Source material:

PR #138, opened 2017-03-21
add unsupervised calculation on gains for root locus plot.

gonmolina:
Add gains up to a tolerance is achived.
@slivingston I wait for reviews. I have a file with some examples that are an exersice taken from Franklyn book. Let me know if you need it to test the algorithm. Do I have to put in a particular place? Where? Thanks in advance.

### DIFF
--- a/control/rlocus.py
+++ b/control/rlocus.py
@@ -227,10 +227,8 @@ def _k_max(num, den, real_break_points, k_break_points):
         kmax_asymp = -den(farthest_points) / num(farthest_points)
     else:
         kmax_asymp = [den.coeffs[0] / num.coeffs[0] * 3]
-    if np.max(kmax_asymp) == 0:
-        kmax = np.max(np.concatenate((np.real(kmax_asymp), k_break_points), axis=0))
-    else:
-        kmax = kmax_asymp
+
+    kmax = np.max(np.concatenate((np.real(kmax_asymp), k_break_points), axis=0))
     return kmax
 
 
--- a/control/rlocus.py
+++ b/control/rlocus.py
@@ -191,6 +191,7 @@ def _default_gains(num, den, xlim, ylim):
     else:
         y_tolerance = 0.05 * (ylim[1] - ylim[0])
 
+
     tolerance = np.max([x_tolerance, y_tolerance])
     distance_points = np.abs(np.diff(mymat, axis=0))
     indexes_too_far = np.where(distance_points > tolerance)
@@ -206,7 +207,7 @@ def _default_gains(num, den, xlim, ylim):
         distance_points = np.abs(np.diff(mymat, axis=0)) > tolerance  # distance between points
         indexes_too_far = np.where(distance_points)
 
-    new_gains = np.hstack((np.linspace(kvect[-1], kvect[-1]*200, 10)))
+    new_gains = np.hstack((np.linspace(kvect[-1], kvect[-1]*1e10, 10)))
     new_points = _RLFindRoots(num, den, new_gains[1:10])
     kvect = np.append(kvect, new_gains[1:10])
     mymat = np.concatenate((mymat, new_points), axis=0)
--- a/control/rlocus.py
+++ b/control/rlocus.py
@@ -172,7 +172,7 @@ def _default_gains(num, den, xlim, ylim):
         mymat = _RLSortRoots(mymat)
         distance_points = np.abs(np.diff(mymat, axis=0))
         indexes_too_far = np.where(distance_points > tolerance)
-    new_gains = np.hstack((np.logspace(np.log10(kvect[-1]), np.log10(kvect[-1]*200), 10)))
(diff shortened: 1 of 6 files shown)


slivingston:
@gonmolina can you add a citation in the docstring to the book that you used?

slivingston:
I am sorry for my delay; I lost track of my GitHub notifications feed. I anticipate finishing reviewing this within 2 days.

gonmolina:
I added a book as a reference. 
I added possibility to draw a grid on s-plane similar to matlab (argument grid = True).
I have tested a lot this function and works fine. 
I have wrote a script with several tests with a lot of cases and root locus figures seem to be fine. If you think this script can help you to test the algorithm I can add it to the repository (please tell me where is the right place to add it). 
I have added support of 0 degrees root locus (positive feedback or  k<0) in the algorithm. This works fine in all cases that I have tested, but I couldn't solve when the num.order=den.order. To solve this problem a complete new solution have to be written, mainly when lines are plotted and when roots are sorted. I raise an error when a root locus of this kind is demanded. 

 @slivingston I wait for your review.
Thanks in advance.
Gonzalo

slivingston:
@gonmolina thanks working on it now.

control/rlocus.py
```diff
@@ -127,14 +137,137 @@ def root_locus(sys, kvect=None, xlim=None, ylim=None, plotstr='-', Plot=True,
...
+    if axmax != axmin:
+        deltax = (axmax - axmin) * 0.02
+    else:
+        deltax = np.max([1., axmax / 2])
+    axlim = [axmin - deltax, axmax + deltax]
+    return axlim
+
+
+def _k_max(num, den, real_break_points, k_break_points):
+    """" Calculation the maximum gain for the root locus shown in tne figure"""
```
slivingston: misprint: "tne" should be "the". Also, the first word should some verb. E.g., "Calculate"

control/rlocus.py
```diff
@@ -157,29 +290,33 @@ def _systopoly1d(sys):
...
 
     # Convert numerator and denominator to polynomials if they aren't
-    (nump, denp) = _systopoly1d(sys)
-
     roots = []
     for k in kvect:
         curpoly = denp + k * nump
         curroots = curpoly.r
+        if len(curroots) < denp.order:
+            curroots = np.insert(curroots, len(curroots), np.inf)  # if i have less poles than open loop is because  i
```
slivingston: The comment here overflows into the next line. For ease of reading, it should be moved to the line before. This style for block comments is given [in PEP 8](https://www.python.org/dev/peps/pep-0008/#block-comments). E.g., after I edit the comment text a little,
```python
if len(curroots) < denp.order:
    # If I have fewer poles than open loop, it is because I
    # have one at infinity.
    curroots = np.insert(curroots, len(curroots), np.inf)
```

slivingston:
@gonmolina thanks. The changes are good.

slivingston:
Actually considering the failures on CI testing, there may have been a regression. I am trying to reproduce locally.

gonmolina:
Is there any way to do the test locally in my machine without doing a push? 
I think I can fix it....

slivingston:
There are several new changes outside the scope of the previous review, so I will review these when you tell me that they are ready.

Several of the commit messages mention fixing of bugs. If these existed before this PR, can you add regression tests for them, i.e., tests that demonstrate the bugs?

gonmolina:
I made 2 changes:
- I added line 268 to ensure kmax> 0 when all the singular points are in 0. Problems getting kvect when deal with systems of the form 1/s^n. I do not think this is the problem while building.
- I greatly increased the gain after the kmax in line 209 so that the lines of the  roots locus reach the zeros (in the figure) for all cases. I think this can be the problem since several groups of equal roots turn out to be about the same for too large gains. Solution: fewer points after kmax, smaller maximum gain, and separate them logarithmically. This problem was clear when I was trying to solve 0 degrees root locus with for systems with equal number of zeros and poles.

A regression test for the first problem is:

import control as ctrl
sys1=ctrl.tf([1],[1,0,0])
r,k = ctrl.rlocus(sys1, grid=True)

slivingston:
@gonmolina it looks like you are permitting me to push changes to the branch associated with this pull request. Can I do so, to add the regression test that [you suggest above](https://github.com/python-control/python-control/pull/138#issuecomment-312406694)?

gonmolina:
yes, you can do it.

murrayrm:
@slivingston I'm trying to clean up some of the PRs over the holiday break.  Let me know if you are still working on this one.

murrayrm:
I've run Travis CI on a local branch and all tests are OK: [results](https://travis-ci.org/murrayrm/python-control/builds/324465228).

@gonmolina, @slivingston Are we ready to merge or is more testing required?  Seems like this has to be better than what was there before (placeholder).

Prompt: Your answer must consist of every line in the listing that contains "https".

Solved problem:
slivingston: The comment here overflows into the next line. For ease of reading, it should be moved to the line before. This style for block comments is given [in PEP 8](https://www.python.org/dev/peps/pep-0008/#block-comments). E.g., after I edit the comment text a little,
@gonmolina it looks like you are permitting me to push changes to the branch associated with this pull request. Can I do so, to add the regression test that [you suggest above](https://github.com/python-control/python-control/pull/138#issuecomment-312406694)?
I've run Travis CI on a local branch and all tests are OK: [results](https://travis-ci.org/murrayrm/python-control/builds/324465228).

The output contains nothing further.